*** Opening of Task inputs ***

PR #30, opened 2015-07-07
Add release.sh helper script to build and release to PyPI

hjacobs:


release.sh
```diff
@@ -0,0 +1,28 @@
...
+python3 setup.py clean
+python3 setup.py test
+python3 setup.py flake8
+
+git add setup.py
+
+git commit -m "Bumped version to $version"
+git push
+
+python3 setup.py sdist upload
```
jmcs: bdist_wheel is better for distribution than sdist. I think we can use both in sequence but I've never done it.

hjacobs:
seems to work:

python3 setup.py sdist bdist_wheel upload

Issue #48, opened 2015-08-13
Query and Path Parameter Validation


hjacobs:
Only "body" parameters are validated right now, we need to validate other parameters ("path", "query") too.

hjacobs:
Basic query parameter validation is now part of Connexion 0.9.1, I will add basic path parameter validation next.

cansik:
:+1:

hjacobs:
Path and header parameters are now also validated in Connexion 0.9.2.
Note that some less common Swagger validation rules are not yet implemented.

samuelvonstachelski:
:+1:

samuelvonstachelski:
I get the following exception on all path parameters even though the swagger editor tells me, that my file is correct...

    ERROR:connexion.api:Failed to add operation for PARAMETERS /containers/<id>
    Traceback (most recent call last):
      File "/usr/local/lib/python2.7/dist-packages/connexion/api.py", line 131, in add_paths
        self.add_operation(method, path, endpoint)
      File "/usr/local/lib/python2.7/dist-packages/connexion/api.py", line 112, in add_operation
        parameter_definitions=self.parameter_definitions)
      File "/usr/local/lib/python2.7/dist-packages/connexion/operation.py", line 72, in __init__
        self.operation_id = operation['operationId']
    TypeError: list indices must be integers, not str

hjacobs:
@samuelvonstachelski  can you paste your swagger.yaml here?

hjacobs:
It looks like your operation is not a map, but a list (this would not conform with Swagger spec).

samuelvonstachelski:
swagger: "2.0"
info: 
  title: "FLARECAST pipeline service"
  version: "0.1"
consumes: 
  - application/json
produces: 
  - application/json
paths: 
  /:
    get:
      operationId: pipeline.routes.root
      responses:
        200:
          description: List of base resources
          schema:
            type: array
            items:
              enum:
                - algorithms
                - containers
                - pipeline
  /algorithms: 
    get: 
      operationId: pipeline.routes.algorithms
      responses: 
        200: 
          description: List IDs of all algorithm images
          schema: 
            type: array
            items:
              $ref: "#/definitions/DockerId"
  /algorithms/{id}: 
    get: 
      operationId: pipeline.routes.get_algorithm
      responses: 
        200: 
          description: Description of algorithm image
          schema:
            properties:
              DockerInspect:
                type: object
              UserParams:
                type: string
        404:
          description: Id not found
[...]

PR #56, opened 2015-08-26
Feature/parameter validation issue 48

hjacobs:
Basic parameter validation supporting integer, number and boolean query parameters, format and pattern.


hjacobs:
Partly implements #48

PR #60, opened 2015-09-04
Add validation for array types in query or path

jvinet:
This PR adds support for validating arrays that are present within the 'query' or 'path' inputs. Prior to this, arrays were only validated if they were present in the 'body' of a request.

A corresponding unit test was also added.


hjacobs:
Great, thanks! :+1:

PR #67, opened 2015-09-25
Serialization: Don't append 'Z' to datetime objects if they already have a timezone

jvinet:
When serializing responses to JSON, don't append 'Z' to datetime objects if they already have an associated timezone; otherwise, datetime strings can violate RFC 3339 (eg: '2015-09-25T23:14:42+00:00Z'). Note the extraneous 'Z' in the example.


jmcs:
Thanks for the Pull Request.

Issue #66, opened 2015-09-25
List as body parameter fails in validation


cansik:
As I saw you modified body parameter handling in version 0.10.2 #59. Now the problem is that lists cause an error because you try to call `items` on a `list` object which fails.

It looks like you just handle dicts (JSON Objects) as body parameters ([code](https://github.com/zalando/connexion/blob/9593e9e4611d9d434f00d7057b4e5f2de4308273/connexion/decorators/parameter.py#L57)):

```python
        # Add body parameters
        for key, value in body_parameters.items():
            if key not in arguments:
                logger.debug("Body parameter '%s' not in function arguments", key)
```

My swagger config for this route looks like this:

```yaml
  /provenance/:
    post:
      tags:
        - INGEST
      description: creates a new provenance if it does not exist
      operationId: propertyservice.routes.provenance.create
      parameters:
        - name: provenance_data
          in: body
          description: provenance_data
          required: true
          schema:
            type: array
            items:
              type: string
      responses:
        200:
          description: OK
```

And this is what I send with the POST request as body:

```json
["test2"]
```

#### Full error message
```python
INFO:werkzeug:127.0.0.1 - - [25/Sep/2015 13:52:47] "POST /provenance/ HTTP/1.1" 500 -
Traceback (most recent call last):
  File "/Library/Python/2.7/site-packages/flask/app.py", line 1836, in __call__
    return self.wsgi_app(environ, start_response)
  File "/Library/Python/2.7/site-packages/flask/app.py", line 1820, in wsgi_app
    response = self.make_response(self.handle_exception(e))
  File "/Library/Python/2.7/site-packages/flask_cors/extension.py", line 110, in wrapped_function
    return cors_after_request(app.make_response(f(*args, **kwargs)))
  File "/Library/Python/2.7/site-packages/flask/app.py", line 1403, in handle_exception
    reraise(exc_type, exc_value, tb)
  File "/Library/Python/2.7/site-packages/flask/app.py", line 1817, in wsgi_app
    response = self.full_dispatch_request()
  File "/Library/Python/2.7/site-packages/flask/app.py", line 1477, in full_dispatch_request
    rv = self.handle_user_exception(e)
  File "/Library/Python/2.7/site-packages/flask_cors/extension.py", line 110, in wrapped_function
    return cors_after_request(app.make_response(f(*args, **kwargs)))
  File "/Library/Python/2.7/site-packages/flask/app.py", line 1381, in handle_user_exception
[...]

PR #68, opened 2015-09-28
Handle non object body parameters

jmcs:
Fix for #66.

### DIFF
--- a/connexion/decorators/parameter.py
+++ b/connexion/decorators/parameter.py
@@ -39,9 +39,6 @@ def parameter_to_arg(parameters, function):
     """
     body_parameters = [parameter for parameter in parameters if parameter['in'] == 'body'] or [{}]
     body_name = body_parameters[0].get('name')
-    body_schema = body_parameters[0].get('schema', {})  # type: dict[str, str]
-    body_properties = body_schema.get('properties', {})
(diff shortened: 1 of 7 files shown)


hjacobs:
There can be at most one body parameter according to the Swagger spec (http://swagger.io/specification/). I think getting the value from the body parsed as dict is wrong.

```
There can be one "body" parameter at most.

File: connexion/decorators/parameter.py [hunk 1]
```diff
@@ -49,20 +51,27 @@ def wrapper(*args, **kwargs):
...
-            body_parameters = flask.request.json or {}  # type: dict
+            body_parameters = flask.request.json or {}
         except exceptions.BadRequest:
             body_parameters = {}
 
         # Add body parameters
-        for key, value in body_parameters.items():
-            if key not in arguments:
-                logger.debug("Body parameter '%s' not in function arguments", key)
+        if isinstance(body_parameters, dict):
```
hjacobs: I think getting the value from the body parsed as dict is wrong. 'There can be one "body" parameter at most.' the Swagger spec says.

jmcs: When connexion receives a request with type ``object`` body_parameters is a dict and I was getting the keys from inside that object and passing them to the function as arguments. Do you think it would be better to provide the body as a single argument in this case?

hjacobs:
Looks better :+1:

*** Close of Task inputs ***

▶ **About this exercise**
Beginning with the very first line of the material, please return exactly each line down to and including the one with "TypeError: list indices".

▶ **Result for this exercise**
PR #30, opened 2015-07-07
Add release.sh helper script to build and release to PyPI

hjacobs:


release.sh
```diff
@@ -0,0 +1,28 @@
...
+python3 setup.py clean
+python3 setup.py test
+python3 setup.py flake8
+
+git add setup.py
+
+git commit -m "Bumped version to $version"
+git push
+
+python3 setup.py sdist upload
```
jmcs: bdist_wheel is better for distribution than sdist. I think we can use both in sequence but I've never done it.

hjacobs:
seems to work:

python3 setup.py sdist bdist_wheel upload

Issue #48, opened 2015-08-13
Query and Path Parameter Validation


hjacobs:
Only "body" parameters are validated right now, we need to validate other parameters ("path", "query") too.

hjacobs:
Basic query parameter validation is now part of Connexion 0.9.1, I will add basic path parameter validation next.

cansik:
:+1:

hjacobs:
Path and header parameters are now also validated in Connexion 0.9.2.
Note that some less common Swagger validation rules are not yet implemented.

samuelvonstachelski:
:+1:

samuelvonstachelski:
I get the following exception on all path parameters even though the swagger editor tells me, that my file is correct...

    ERROR:connexion.api:Failed to add operation for PARAMETERS /containers/<id>
    Traceback (most recent call last):
      File "/usr/local/lib/python2.7/dist-packages/connexion/api.py", line 131, in add_paths
        self.add_operation(method, path, endpoint)
      File "/usr/local/lib/python2.7/dist-packages/connexion/api.py", line 112, in add_operation
        parameter_definitions=self.parameter_definitions)
      File "/usr/local/lib/python2.7/dist-packages/connexion/operation.py", line 72, in __init__
        self.operation_id = operation['operationId']
    TypeError: list indices must be integers, not str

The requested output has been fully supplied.